Analysis of BceAB-GFP expression in S. pneumoniae upon daptomycin treatment. These experiments were conducted in the R800 bceAB-gfp strains. Bacitracin (1 µg/mL) and actagardin (8 µg/mL) are used here as positive controls. Three daptomycin concentrations were tested: 2 µg/mL, 4 µg/mL, and 8 µg/mL. (A) Fluorescence microscopy of S. pneumoniae cells analyzing the drug-dependent expression of BceAB-GFP. Phase contrast (left panel), GFP fluorescent signal (middle panel), and overlays between phase contrast and GFP images (right panel) are shown.

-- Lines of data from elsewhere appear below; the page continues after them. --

PR #911, opened 2025-01-07
fix: handle skipped audits and groups

### LINKED ISSUE #903: Fix `onlyAudits` and `onlyGroups` errors in Lighthouse plugin
### What happened?

When using `onlyAudits` or `onlyGroups` in the Lighthouse plugin configuration, unexpected errors are thrown, indicating that category references are invalid due to missing audits or groups.

Examples of errors:
- For `onlyGroups: ['performance']`:

```
custom: The following category references need to point to an audit or group: lighthouse#accessibility (group), lighthouse#best-practices (group), lighthouse#seo (group)
```

- For `onlyAudits: ['csp-xss']`:

```
custom: The following category references need to point to an audit or group: lighthouse#performance (group), lighthouse#accessibility (group), lighthouse#seo (group)
```

- Categories should dynamically adjust their references to match the filtered audits and groups.
- Invalid references should be removed without throwing errors.
- Groups with no valid references should be excluded from the final configuration.
- Informational logs should detail which audits, groups, and categories were filtered out.

### What steps did you take?

Set `onlyGroups` in `lighthouseCoreConfig`:
   ```ts
   export const lighthouseCoreConfig = async (
     url: string,
   ): Promise<CoreConfig> => ({
     plugins: [
       await lighthousePlugin(url, {
         onlyGroups: ['performance'],
       }),
     ],
     categories: lighthouseCategories,
   });
```

Set `onlyAudits` in `lighthouseCoreConfig`:
```ts
export const lighthouseCoreConfig = async (
  url: string,
): Promise<CoreConfig> => ({
  plugins: [
    await lighthousePlugin(url, {
      onlyAudits: ['csp-xss'],
    }),
  ],
  categories: lighthouseCategories,
});
```

### Proposed Fix

- Update the Lighthouse plugin to dynamically filter invalid category references based on `isSkipped` audits and groups.
- Remove categories with no valid references.
- Log skipped audits, groups, and categories for transparency.

_No response_

MacOS

### Node version

v22.10.0

### Relevant log output

```shell

```

hanna-skryl:
Fixes #903 

This fix enhances the filtering of report results by audits and groups through the core configuration (currently implemented for the Lighthouse plugin only).

The `isSkipped` property is introduced in the `PluginConfig` metadata for audits and groups, ensuring the complete set of plugin audits and groups is retained during `CoreConfig` validation to prevent unexpected errors. Filtering is now deferred to the filter middleware, which accurately handles skipped items by removing categories that contain only skipped or zero-weight references.

### DIFF
--- a/packages/cli/src/lib/implementation/filter.middleware.ts
+++ b/packages/cli/src/lib/implementation/filter.middleware.ts
@@ -4,13 +4,19 @@ import type {
   PluginConfig,
 } from '@code-pushup/models';
 import { filterItemRefsBy } from '@code-pushup/utils';
+import {
+  applyFilters,
+  extractSkippedItems,
+  filterPluginsFromCategories,
+  filterSkippedItems,
+  isValidCategoryRef,
+} from './filter.middleware.utils.js';
 import type { FilterOptions, Filterables } from './filter.model.js';
 import {
   handleConflictingOptions,
-  isValidCategoryRef,
   validateFilterOption,
-  validateFilteredCategories,
   validateFinalState,
+  validateSkippedCategories,
 } from './validate-filter-options.utils.js';
 
 // eslint-disable-next-line max-lines-per-function
@@ -27,16 +33,8 @@ export function filterMiddleware<T extends FilterOptions>(
     verbose = false,
   } = originalProcessArgs;
 
-  const plugins = processPlugins(rcPlugins);
+  const plugins = filterSkippedInPlugins(rcPlugins);
   const categories = filterSkippedCategories(rcCategories, plugins);
-
-  if (rcCategories && categories) {
-    validateFilteredCategories(rcCategories, categories, {
-      onlyCategories,
-      skipCategories,
-      verbose,
-    });
-  }
 
   if (
     skipCategories.length === 0 &&
@@ -44,6 +42,9 @@ export function filterMiddleware<T extends FilterOptions>(
     skipPlugins.length === 0 &&
     onlyPlugins.length === 0
   ) {
+    if (rcCategories && categories) {
+      validateSkippedCategories(rcCategories, categories, verbose);
+    }
     return {
       ...originalProcessArgs,
       ...(categories && { categories }),
@@ -54,17 +55,18 @@ export function filterMiddleware<T extends FilterOptions>(
   handleConflictingOptions('categories', onlyCategories, skipCategories);
   handleConflictingOptions('plugins', onlyPlugins, skipPlugins);
 
+  const skippedPlugins = extractSkippedItems(rcPlugins, plugins);
+  const skippedCategories = extractSkippedItems(rcCategories, categories);
+
   const filteredCategories = applyCategoryFilters(
     { categories, plugins },
-    skipCategories,
-    onlyCategories,
-    verbose,
+    skippedCategories,
+    { skipCategories, onlyCategories, verbose },
   );
   const filteredPlugins = applyPluginFilters(
     { categories: filteredCategories, plugins },
-    skipPlugins,
-    onlyPlugins,
-    verbose,
+    skippedPlugins,
+    { skipPlugins, onlyPlugins, verbose },
   );
   const finalCategories = filteredCategories
     ? filterItemRefsBy(filteredCategories, ref =>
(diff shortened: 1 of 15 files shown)


packages/plugin-lighthouse/src/lib/lighthouse-plugin.unit.test.ts
```diff
@@ -17,47 +17,36 @@ describe('lighthousePlugin-config-object', () => {
...
-    expect(pluginConfig.audits[0]).toEqual(
+    expect(
+      pluginConfig.audits.find(({ slug }) => slug === 'first-contentful-paint'),
+    ).toEqual(
       expect.objectContaining({
-        slug: 'first-contentful-paint',
+        isSkipped: false,
       }),
     );
   });
```
matejchalk, line 33: I'm missing some assertion that the other audits have `isSkipped: true`. (Same for groups.)

packages/cli/src/lib/implementation/validate-filter-options.utils.ts
```diff
@@ -76,6 +146,30 @@ export function validateFinalState(
...
+  plugin.groups.forEach(group => {
+    group.refs.forEach(ref => {
+      weightMap.set(ref.slug, (weightMap.get(ref.slug) ?? 0) + ref.weight);
+    });
+  });
+  const totalWeight = plugin.audits.reduce(
+    (sum, audit) => sum + (weightMap.get(audit.slug) ?? 0),
+    0,
+  );
+  return totalWeight === 0;
```
matejchalk, line 172: This implementation doesn't take into account that an audit can be referenced by multiple groups within the plugin. I would simply sum up the weights for each group, and then check if some group has a total weight of 0.

packages/cli/src/lib/implementation/validate-filter-options.utils.ts
```diff
@@ -55,6 +63,68 @@ export function validateFilterOption(
...
+  if (invalidArgs.length > 0) {
+    throw new OptionValidationError(
+      invalidArgs
+        .map(
+          ({ option, args }) =>
+            `The --${option} argument references skipped categories: ${args.join(', ')}`,
+        )
+        .join('. '),
+    );
+  }
```
matejchalk, line 102: I wouldn't throw validation errors in this case. Skipping an already skipped category seems harmless to me. And we could simply remove skipped categories from `onlyCategories`. Only if all of `onlyCategories` are skipped would we consider that a validation error, because that leaves us with nothing to run. But other than that, I would just log a warning. The "skipping already skipped" warning should probably be behind verbose flag as well. :thinking:

packages/cli/src/lib/implementation/filter.middleware.ts
```diff
@@ -141,3 +163,40 @@ function filterPluginsFromCategories({
...
+
+function filterSkippedItems<T extends { isSkipped?: boolean }>(
+  items: T[] | undefined,
+): Omit<T, 'isSkipped'>[] {
+  return (items ?? [])
+    .filter(({ isSkipped }) => isSkipped !== true)
+    .map(({ isSkipped, ...props }) => props);
+}
+
+export function processPlugins(plugins: PluginConfig[]): PluginConfig[] {
```
matejchalk, line 175: The name `processPlugins` isn't very self-explanatory:

```suggestion
export function filterSkippedInPlugins(plugins: PluginConfig[]): PluginConfig[] {
```

packages/models/src/lib/implementation/schemas.ts
```diff
@@ -96,6 +101,9 @@ export function metaSchema(options?: {
       docsUrl: docsUrlDescription
         ? docsUrlSchema.describe(docsUrlDescription)
         : docsUrlSchema,
+      isSkipped: isSkippedDescription
+        ? isSkippedSchema.describe(isSkippedDescription)
+        : isSkippedSchema,
```
matejchalk, line 106: Could you please also re-generate the Markdown docs (`npx nx generate-docs models`)?

packages/cli/src/lib/implementation/filter.middleware.utils.ts
```diff
@@ -0,0 +1,67 @@
...
+  }
+  switch (ref.type) {
+    case 'audit':
+      return plugin.audits.some(({ slug }) => slug === ref.slug);
+    case 'group':
+      return plugin.groups?.some(({ slug }) => slug === ref.slug) ?? false;
+  }
+}
+
+export function filterPluginsFromCategories({
```
hanna-skryl, line 56: I noticed a bug with the `onlyCategories` and `skipCategories` arguments. Groups and audits that are associated with removed categories still appear in the report. Although the `categories` and `plugins` arrays contain the correct items, plugins still include all available groups and audits. I'm not sure whether to fix this issue in this PR.

packages/cli/src/lib/implementation/validate-filter-options.utils.ts
```diff
@@ -1,81 +1,85 @@
...
-      : [];
-  const invalidItems = itemsToFilter.filter(
-    item => !validItems.some(({ slug }) => slug === item),
+  const skippedItemsSet = new Set(skippedItems);
+  const validItemsSet = new Set(
+    isCategoryOption(option)
+      ? categories.map(({ slug }) => slug)
+      : isPluginOption(option)
+        ? plugins.map(({ slug }) => slug)
+        : [''],
```
matejchalk, line 29: An array with an empty string? :raised_eyebrow: That looks like a mistake:

```suggestion
        : [],
```

packages/cli/src/lib/implementation/filter.middleware.utils.ts
matejchalk: I wouldn't consider that a bug. The CLI has no control over which audits a plugin measures, it can only skip the whole plugin (via `--onlyPlugins` or `--skipPlugins`). So since the groups and audits are measured anyway, why hide the results from the user? The audits and groups themselves could still be useful, even if they're not referenced by any category.

hanna-skryl: Makes sense 👍

matejchalk (approved):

Enlargement is shown on the upper right corners of each panel. Scale bar, 1 µm. (B) Violin plots showing the distribution of cellular fluorescence mean intensities in individual cells corresponding to panel A. The boxes in the violin plots indicate the 25th to the 75th percentiles and the whiskers indicate the minimum and maximum value. The mean and the median are indicated with a dot and a line in the box, respectively. Significance was determined using Kruskal–Wallis and Dunn’s multiple comparison tests. A total of 11,185 cells were analyzed: actagardin n = 2,153; bacitracin n = 2,024; no drug n = 2,023; daptomycin 2 µg/mL n = 2,013, 4 µg/mL n = 1,673, 8 µg/mL n = 1,299.

Fig 6

ATPase activities of the BceAB transporter reconstituted in proteoliposomes. Data are the average of three replicates and error bars indicate the standard deviation of the replicates. Statistical significance was calculated by Student´s t-test with Welch’s correction between the conditions indicated with brackets. Statistically significant differences are indicated with ** (P ≤ 0.01).